To do |
What lines of the data below hold the string "slices"? Copy each one.

(Provided records)

PR #7645, opened 2025-07-17
dashboards as mv

pjain1:
Fixes https://linear.app/rilldata/issue/PLAT-10/dashboard-as-metrics-view-implementation

override - (add explore inline) - explore emitted by default, disable using `skip: true` under `explore: `
```yaml
type: metrics_view
parent: ad_bids
display_name: Ad bids derived 

smallest_time_grain: day
timeseries: timestamp

parent_dimensions: '*'

parent_measures:
  - count
  - revenue

explore:
  ...
```

**Checklist:**
- [x] Covered by tests
- [ ] I'm proud of this work!

### DIFF
--- a/web-local/tests/metrics-editor.spec.ts
+++ b/web-local/tests/metrics-editor.spec.ts
@@ -88,7 +88,7 @@ test.describe("Metrics editor", () => {
     // the editor should show a validation error
     await expect(
       page.getByText(
-        'must set a value for either the "model" field or the "table" field',
+        'must set a value for either the "model", "table" or "parent" field',
       ),
     ).toBeVisible();
 


mindspank:
Dont forget to update: https://github.com/rilldata/rill/blob/main/runtime/parser/schema/project.schema.yaml

pjain1:
> Dont forget to update: https://github.com/rilldata/rill/blob/main/runtime/parser/schema/project.schema.yaml

Sure will do after initial review

proto/rill/runtime/v1/resources.proto
```diff
@@ -185,6 +185,7 @@ message MetricsView {
 }
 
 message MetricsViewSpec {
+  string parent = 29; // Parent metrics view, if this is a child metrics view.
```
begelundmuller: Nits:
1. Can you move this below the nested type definitions? E.g. around line 247
2. Can you add some more info about what this entails? E.g. a) that if its set, certain other fields like `dimensions` and `model` and others will only be populated in the `valid_spec`?

proto/rill/runtime/v1/resources.proto
```diff
@@ -270,6 +271,10 @@ message MetricsViewSpec {
   repeated Dimension dimensions = 6;
   // Measures in the metrics view
   repeated Measure measures = 7;
+  // Dynamic selector for dimensions from parent metrics view. Will be processed during validation, so it will always be empty in `state.valid_spec`. Can only be used if parent is set.
+  FieldSelector dimensions_selector = 30;
+  // Dynamic selector for measures from parent metrics view. Will be processed during validation, so it will always be empty in `state.valid_spec`. Can only be used if parent is set.
+  FieldSelector measures_selector = 31;
```
begelundmuller: The names sound like they may not be parent-specific. Maybe call these `parent_dimensions_selector` and `parent_measures_selector`? To clarify that it specifically applies to parent dimensions/measures when `parent` is set.

runtime/parser/parse_explore.go
```diff
@@ -19,9 +19,9 @@ type ExploreYAML struct {
 	Description          string                 `yaml:"description"`
 	Banner               string                 `yaml:"banner"`
 	MetricsView          string                 `yaml:"metrics_view"`
-	Dimensions           *FieldSelectorYAML     `yaml:"dimensions"`
-	Measures             *FieldSelectorYAML     `yaml:"measures"`
-	Theme                yaml.Node              `yaml:"theme"` // Name (string) or inline theme definition (map)
+	Dimensions           *FieldSelectorYAML     `yaml:"dimensions"` // deprecated while explore is defined inline, rely on mv dimensions selector
+	Measures             *FieldSelectorYAML     `yaml:"measures"`   // deprecated while explore is defined inline, rely on mv measures selector
```
begelundmuller: nit: The comment here makes it look like these fields are deprecated, but they aren't, they are still fully supported for stand-alone resources. And conversely are not supported for inline definitions in metrics views ("deprecated" means supported but not advised to use, which is something else).

runtime/parser/parse_metrics_view.go
```diff
@@ -81,6 +84,8 @@ type MetricsViewYAML struct {
 		KeySQL  string `yaml:"key_sql"`
 		KeyTTL  string `yaml:"key_ttl"`
 	} `yaml:"cache"`
+	ExploreYAML yaml.Node `yaml:"explore"`
+	NoExplore   bool      `yaml:"no_explore"`
```
begelundmuller: 1. These are listed under `// DEPRECATED FIELDS`, but they are not deprecated
2. Instead of two keys that are mutually exclusive, can it just be one key like `explore: false` to disable explores? A `yaml.Node` can be parsed as any type of value, there are some examples for that.
3. nit: Call the property `Explore` instead of `ExploreYAML` so it aligns with the property name (all the other property names align with their YAML property name)

runtime/parser/parse_metrics_view.go
```diff
@@ -237,7 +242,7 @@ func (p *Parser) parseMetricsView(node *Node) error {
 	if tmp.Table != "" && tmp.Model != "" {
 		return fmt.Errorf(`cannot set both the "model" field and the "table" field`)
 	}
-	if tmp.Table == "" && tmp.Model == "" {
+	if tmp.Table == "" && tmp.Model == "" && tmp.Parent == "" {
 		return fmt.Errorf(`must set a value for either the "model" field or the "table" field`)
```
begelundmuller: Update error message to mention `parent` also

runtime/parser/parse_metrics_view.go
```diff
@@ -63,7 +64,9 @@ type MetricsViewYAML struct {
 		ValidPercentOfTotal bool           `yaml:"valid_percent_of_total"`
 		TreatNullsAs        string         `yaml:"treat_nulls_as"`
 	}
-	Security *SecurityPolicyYAML
+	DimensionsSelector *FieldSelectorYAML `yaml:"dimensions_selector"`
+	MeasuresSelector   *FieldSelectorYAML `yaml:"measures_selector"`
```
begelundmuller: I don't think "selector" is a term we have exposed elsewhere in the YAML so far. It has just been an internal type name. It feels a bit weird because in the explore resource, they're just called `dimensions:` and `measures:`. But of course those names are already taken here (and we probably don't want to overload them as it'll be hard to explain the docs).

What do you think about also using names like `parent_dimensions:` and `parent_measures:` here instead? Another option, but that perhaps is not quite so clear, is to nest parent like this:
```yaml
parent:
  metrics_view: parent_name
  dimensions: '*'
  measures:
    - revenue
    - profits
```

runtime/parser/parse_metrics_view.go
```diff
@@ -260,6 +265,32 @@ func (p *Parser) parseMetricsView(node *Node) error {
 		}
 	}
 
+	if tmp.Parent != "" {
+		if len(tmp.Dimensions) > 0 || len(tmp.Measures) > 0 {
+			return fmt.Errorf("cannot define dimensions or measures in a derviced metrics view, use dimension_selector and measure_selector to select from parent %q", tmp.Parent)
```
begelundmuller: nit: misspelled `derviced`

runtime/parser/parse_metrics_view.go
```diff
@@ -260,6 +265,32 @@ func (p *Parser) parseMetricsView(node *Node) error {
...
+		}
+		if tmp.Database != "" || tmp.DatabaseSchema != "" || tmp.Table != "" || tmp.Model != "" {
+			return fmt.Errorf("cannot set data source in a derived metrics view (parent %q)", tmp.Parent)
+		}
+		if tmp.Watermark != "" {
+			return fmt.Errorf("cannot set watermark in a derived metrics view (parent %q)", tmp.Parent)
+		}
+		if tmp.Security != nil && (len(tmp.Security.Include) > 0 || len(tmp.Security.Exclude) > 0) {
+			return fmt.Errorf("cannot set includes/excludes in derived metrics view security, use dimension selectors to inherit subset from (parent %q)", tmp.Parent)
+		}
```
begelundmuller: Why not? I wonder if it could be useful in e.g. a child dashboard for a specific partner to show different dims to different users

runtime/parser/parse_metrics_view.go
```diff
@@ -628,13 +660,45 @@ func (p *Parser) parseMetricsView(node *Node) error {
...
+			Paths:    node.Paths,
+			YAML:     &tmp.ExploreYAML,
+			YAMLRaw:  yml,
+			YAMLPath: node.YAMLPath,
+		}
+
+		// parse the explore YAML node
+		err = p.parseExplore(exploreNode, node.Name)
+
+		return err
```
begelundmuller: 1. It's not safe to return an error after a resource has been inserted. See this comment above: `// NOTE: After calling insertResource, an error must not be returned. Any validation should be done before calling it.`
2. It also feels a little hacky to re-serialize the YAML and use `Node` to shim it into the `parseExplore` function.

I wonder if it'd be better to either:
1. Since there are some behavioral differences (like not supporting several properties), maybe just duplicate the relevant logic from `parse_explore.go` in this file directly? Generally I think a bit of duplication of simple code is better than complex code or hacky workarounds.
2. Or pull out the shared parts into a partial that gets called from both places? E.g. see `parse_partial_data.go` as an example.

runtime/metricsview/executor_validate.go
```diff
@@ -148,6 +150,185 @@ func (e *Executor) ValidateAndNormalizeMetricsView(ctx context.Context) (*Valida
...
+
+	// resolve dim names to actual dimension spec
+	for _, dimName := range dimNames {
+		dim, ok := allDims[dimName]
+		if !ok {
+			return nil, fmt.Errorf("dimension %q not found in parent metrics view %q", dimName, e.metricsView.Parent)
+		}
+		e.metricsView.Dimensions = append(e.metricsView.Dimensions, dim)
+	}
+	newSpec.Dimensions = e.metricsView.Dimensions
```
begelundmuller: I wonder if this logic can be simplified. Particularly, why not use `fieldselectorpb` to parse the field selector instead of accessing its internal structure?

Could it be something like this?

```suggestion
	names := make([]string, 0, len(newSpec.Dimensions))
	for _, d := range newSpec.Dimensions {
		names = append(names, d.Name)
	}
	names = fieldselectorpb.Resolve(e.metricsView.DimensionsSelector, names)
	slices.DeleteFunc(newSpec.Dimensions, func(d *runtimev1.MetricsViewSpec_Dimension) bool {
		return slices.Contains(names, d.Name)
	})
```

runtime/metricsview/executor_validate.go
```diff
@@ -148,6 +150,185 @@ func (e *Executor) ValidateAndNormalizeMetricsView(ctx context.Context) (*Valida
...
+
+	allMeasures := make(map[string]*runtimev1.MetricsViewSpec_Measure, len(newSpec.Measures))
```
begelundmuller: Similar comment as above for the handling of measures

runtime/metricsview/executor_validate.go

(End Provided records)

Expected output |
	slices.DeleteFunc(newSpec.Dimensions, func(d *runtimev1.MetricsViewSpec_Dimension) bool {
		return slices.Contains(names, d.Name)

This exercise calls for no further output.